2020 Noncompliance May Play an Important Role in the Industry's Response to New Regs: Report

by Ship & Bunker News Team
Thursday August 10, 2017

The risk of noncompliance with the upcoming 0.50% global sulfur cap on marine fuel is "significant" and is likely to have been underestimated by forecasters looking to predict the impact of the new rules set to come into force in 2020, according to a new report released today.

On the upside, noncompliance may well play an important part of the industry's response to the new rules as it could help keep demand and price spikes for compliant fuel in check, the report adds.

"Forecasts of a tight diesel market give short shift to shippers' option of last resort: noncompliance. Unattractive as it might seem, noncompliance may play an important role in the shipping industry's response to the new rules—especially in view of the IMO's absence of enforcement capability on the high seas," the report says.

The finding was one of several conclusions from Slow Steaming To 2020: Innovation and Inertia in Marine Transport and Fuels, released today by The Center on Global Energy Policy (CGEP) at Columbia University and authored by CGEP Senior Research Scholar Antoine Halff.

For the record, IMO has yet to reveal its plans as to how the new cap will be enforced, but last year, Anna Larsson, Chair of the Trident Alliance, said there was a "sea of question marks" over the matter that was critical to the success of the rules.

The report notes that larger companies will likely comply with the new cap regardless as they will be wary of the reputational risks noncompliance could bring.

Thanks to their economies of scale, those companies will also be in a better position than smaller operators to shoulder the cost of compliance, the report says.

As a case in point, Alex Hjortnæs, Senior Newbuilding Manager at Dampskibsselskabet NORDEN A/S (NORDEN), recently told Ship & Bunker that the enforcement landscape would "not play a part" in its decisions on how to comply with the new cap.
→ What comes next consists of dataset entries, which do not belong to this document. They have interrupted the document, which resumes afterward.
PR #622, opened 2025-03-14
input: custom properties must not start with lower case

jkloetzke:
Just like for custom settings in default.yaml, plugin defined recipe properties and state trackers shall not start with a lower case letter. This namespace is reserved by Bob for future extensions.


rhubert:
This has been announced/discussed in https://github.com/BobBuildTool/bob/discussions/620 (where you can also find the reason for the change). Thomas confirmed you are not using custom properties... :thinking: :shrug:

However, when it came to smaller vessels, the report says there is a "strong likelihood of noncompliance on the high seas" because the ability to enforce the new rules is incredibly difficult.

There is also a lack of a credible deterrent, the report says, while also noting that "inspections and fines for noncompliance in ECAs, where enforcement is a far lesser challenge, have remained exceedingly rare and inconsequential."

"Given the lack of environmental police on the high seas, enforcement is a daunting challenge for the global cap's implementation. Efforts to beef up enforcement currently focus on tightening paperwork checks at ports, which is a cheaper but less effective approach than actual emission checks by flyover or satellite."

One factor exacerbating the enforcement problem, the report notes, is the fact that the new rules are a performance standard rather than a technical one.

That is, the rules require vessels to use a marine fuel with a maximum sulfur content of 0.50%, or permit the use of otherwise noncompliant fuel in conjunction with an exhaust gas scrubber or similar technology to achieve an equivalent method of compliance. 

"Performance standards like the global sulfur cap are inherently challenging to enforce, compared to technical standards. In the case of the sulfur cap, the challenge is particularly overwhelming, given the technical difficulty of tracking air emissions from a ship at sea and the complete lack of any credible enforcement authority on the high seas," the report says.

"Despite ongoing efforts to address it, the problem of verifying compliance with the global SOx cap remains fundamentally unresolved."